I am prompted to write this based on the imminent induction into your Indian operations of a few employees from your overseas subsidiary. I would also suggest that there should be a Management Policy on Designations: both at the Corporate and Operational levels. A few years ago, the CMD of a client company of mine was extremely keen, in fact determined and desperate, to recruit a particular candidate for a senior technical position. This candidate was just the right fit to fulfill a critical need at that point of time. The interview went very well, except for one issue: the candidate was insisting on a particular designation which rationally could not be conceded to within the present organizational structure. The candidate was adamant, and the CMD was desperate: an extremely negative transactional situation to be in. The CMD gave in and in his frustration, almost shouted: You can have any designation you want but you will do exactly what I want you to do! We are confronted by a similar situation many times, and invariably take a short-cut position of resolving the problem when it arises, or we will cross the bridge when we come to it.
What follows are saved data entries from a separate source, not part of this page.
PR #7384, opened 2024-06-20
feat(edgeless): support edgeless text for new toolbar

Flrande:


packages/blocks/src/root-block/edgeless/components/toolbar/mindmap/basket-elements.ts
```diff
@@ -152,24 +152,32 @@ export const textRender: DraggableTool['render'] = (
...
+      x: bound.x,
+      y: vCenter - h / 2,
+    });
+  } else {
+    const id = service.addElement(CanvasElementType.TEXT, {
+      xywh: new Bound(bound.x, vCenter - h / 2, w, h).serialize(),
+      text: new DocCollection.Y.Text(),
+    });
+
+    service.telemetryService?.track('CanvasElementAdded', {
```
CatsJuice, line 170: I think this should be moved out of if-else condition?

PR #7386, opened 2024-06-20
fix(blocks): preserve block ids when pasting

### LINKED ISSUE #6366: Block id mutates when pasting text

fourdim:
This closes #6366, closes BS-139.

This PR merges part of snapshot to the `fromPointState.model`. The first snapshot is deleted after being merged to the `fromPointState.model`, so the snapshot could probably be an empty array.
We delete snapshot from snapshots instead of block from blocks mainly because that if blocks are deleted immediately after they are created will cause errors as operations in `connectcallback` does not have any corresponding blocks attached.

### DIFF
--- a/packages/blocks/src/root-block/clipboard/middlewares/paste.ts
+++ b/packages/blocks/src/root-block/clipboard/middlewares/paste.ts
@@ -17,8 +17,8 @@ import {
 } from '@blocksuite/store';
 
 import { matchFlavours } from '../../../_common/utils/index.js';
-import type { CodeBlockModel } from '../../../code-block/index.js';
 import type { ParagraphBlockModel } from '../../../paragraph-block/index.js';
+import type { QuickSearchService } from '../../root-service.js';
 
 const findLast = (snapshot: BlockSnapshot): BlockSnapshot => {
   if (snapshot.children && snapshot.children.length > 0) {
@@ -61,11 +61,16 @@ class PasteTr {
 
   private readonly to: TextRangePoint | null;
 
-  private readonly firstSnapshot: BlockSnapshot;
+  private firstSnapshot?: BlockSnapshot;
 
-  private lastSnapshot: BlockSnapshot;
+  private lastSnapshot?: BlockSnapshot;
 
   private readonly firstSnapshotIsPlainText: boolean;
+
+  // The model that the cursor should focus on after pasting
+  private pasteStartModel: BlockModel | null = null;
+
+  private pasteStartModelChildrenCount = 0;
 
   constructor(
     readonly std: EditorHost['std'],
@@ -92,7 +97,23 @@ class PasteTr {
       temp.set('text', text.yText);
       this.lastIndex = text.length;
     } else {
-      this.lastIndex = this.endPointState.text.length - end.index - end.length;
+      this.lastIndex =
+        this.fromPointState.point.index +
+        this.snapshot.content
+          .map(snapshot =>
+            this._textFromSnapshot(snapshot)
+              .delta.map(op => {
+                if (op.insert) {
+                  return op.insert.length;
+                } else if (op.delete) {
+                  return -op.delete;
+                } else {
+                  return 0;
+                }
+              })
+              .reduce((a, b) => a + b, 0)
+          )
+          .reduce((a, b) => a + b + 1, -1);
     }
     this.firstSnapshotIsPlainText =
       this.firstSnapshot.flavour === 'affine:paragraph' &&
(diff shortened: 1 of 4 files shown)


fourdim:
* **#7386** <a href="https://app.graphite.dev/github/pr/toeverything/blocksuite/7386?utm_source=stack-comment-icon" target="_blank">Graphite</a> 👈
* `master`

<h2></h2>

 Join @fourdim and the rest of your teammates on <a href="https://graphite.dev?utm-source=stack-comment">Graphite <b>Graphite</b></a>

Saul-Mirone:
Can you please also re-check the `clipboard.spec.ts`? we have several `test.skip` now and I think it's time to decide if we should fix or remove them.

packages/blocks/src/root-block/clipboard/middlewares/paste.ts
```diff
@@ -127,14 +151,16 @@ class PasteTr {
...
-    if (toLanguage !== 'Plain Text') {
-      this.firstSnapshot.props.language = toLanguage;
-    }
-    const deltas: DeltaOperation[] = [...fromDelta];
+    const { toDelta } = this._getDeltas();
+    const deltas: DeltaOperation[] = [
+      { retain: this.fromPointState.point.index },
+      this.fromPointState.text.length - this.fromPointState.point.index
+        ? {
+            delete:
```
Saul-Mirone, line 159: :+1:

packages/blocks/src/root-block/clipboard/middlewares/paste.ts
```diff
@@ -148,62 +174,139 @@ class PasteTr {
...
+    );
+  };
+
+  private async _transformLinkDelta(
+    delta: DeltaOperation[],
+    linkToDocId: Map<string, string | null>,
+    quickSearchService: QuickSearchService
+  ) {
+    const needToConvert = new Map<DeltaOperation, string>();
+    for (const op of delta) {
```
Saul-Mirone, line 254: Let's use `forEach` here.

packages/blocks/src/root-block/clipboard/middlewares/paste.ts
```diff
@@ -219,50 +322,73 @@ class PasteTr {
...
 
-    const lastModel = this.std.doc.getBlockById(this.lastSnapshot.id);
-    assertExists(lastModel);
-
-    if (!this.to) {
-      this.std.doc.deleteBlock(this.fromPointState.model, {
-        bringChildrenTo: lastModel,
-      });
+    if (this.to) {
+      const [_, context] = this.std.command
```
Saul-Mirone, line 326: Can be shorten with:

```ts
this.std.command.exec('getSelectedModels', { types: ['text'] })
```

packages/blocks/src/root-block/clipboard/middlewares/paste.ts
```diff
@@ -407,10 +499,21 @@ export const pasteMiddleware = (std: EditorHost['std']): JobMiddleware => {
       }
     });
     slots.afterImport.on(payload => {
+      if (payload.type === 'slice') {
+        const [_, context] = std.command
```
Saul-Mirone, line 503: Same here

tests/clipboard.spec.ts
```diff
@@ -1373,7 +1373,9 @@ test(scoped`clipboard copy multi selection`, async ({ page }) => {
   await focusRichText(page, 1);
   await pasteByKeyboard(page);
   await waitNextFrame(page);
-  await assertRichTexts(page, ['abc', 'defbc', 'd']);
+  await type(page, 'cursor');
+  await waitNextFrame(page);
+  await assertRichTexts(page, ['abc', 'defbc', 'dcursor']);
 });
```
Saul-Mirone, line 1380: I think we need to add more test cases to prevent furthur changes break the current behavior.

tests/clipboard.spec.ts
```diff
@@ -1373,7 +1373,9 @@ test(scoped`clipboard copy multi selection`, async ({ page }) => {
...
 
 test.skip(scoped`clipboard copy nested items`, async ({ page }) => {
```
Saul-Mirone, line 1381: Can we recheck the skipped cases? Either re-enable them, remove them or fix them.

Saul-Mirone (approved):

packages/blocks/src/root-block/clipboard/middlewares/paste.ts
fourdim: According to [`no-misused-promises`](https://typescript-eslint.io/rules/no-misused-promises/):
```ts
// incorrect
[1, 2, 3].forEach(async value => {
  await fetch(`/${value}`);
});

// correct
for (const value of [1, 2, 3]) {
  await doSomething(value);
}
```

Saul-Mirone: Didn't notice the await here, sorry

fourdim:
More test cases will be added in a separate PR.

PR #7395, opened 2024-06-22
fix: add meta init function

Flrande:


Saul-Mirone (approved):

doodlewind (commented):
This may require being documented.

PR #7400, opened 2024-06-24
fix(edgeless): can not undo block moving

Flrande:
Close BS-630

### DIFF
--- a/packages/framework/store/src/store/doc/block.ts
+++ b/packages/framework/store/src/store/doc/block.ts
@@ -269,15 +269,7 @@ export class Block {
           }
 
           const yValue = native2Y(value);
-
-          if (this.doc) {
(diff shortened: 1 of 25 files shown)


packages/framework/store/src/store/doc/block.ts
```diff
@@ -285,7 +293,13 @@ export class Block {
           typeof p === 'string' &&
           model.keys.includes(p)
         ) {
-          this.yBlock.delete(`prop:${p}`);
+          if (this.doc) {
```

In this case, two critical managers threatened to resign, one actually left taking along with him two of his assistants. The other could be bought back. My advice: 1. Plan well in advance for this induction, as well as for future inductions. 2. Dont overload the structure to accommodate. 3. Dont create compromises: designations are like elastic and if they are pulled beyond the actual job content, they break, or they boomerang, and can hurt. 4. Designations should truly match job content and supervisory boundaries. 5. Designations should not be thrown about as a reward, or a motivator, without back-up content. 6. Designations should not be created under threat. 7. Designations should support the structure, not structure support designations. 8. Be aware of all consequences before you take an insensitive decision, aimed at meeting a narrow objective. 9. Do not create too many designations. Instead, establish attractive multi-stage salary package structures per designation for performing employees, till they actually reach a stage where a vacancy exists either because of a promotion chain, or because of an exit, or because of expansion. 10. Dont make designations cheap 11. At Senior and Middle levels, better for the Supervisory Board Governing Council to take a joint, well-considered decision, in the Groups interest.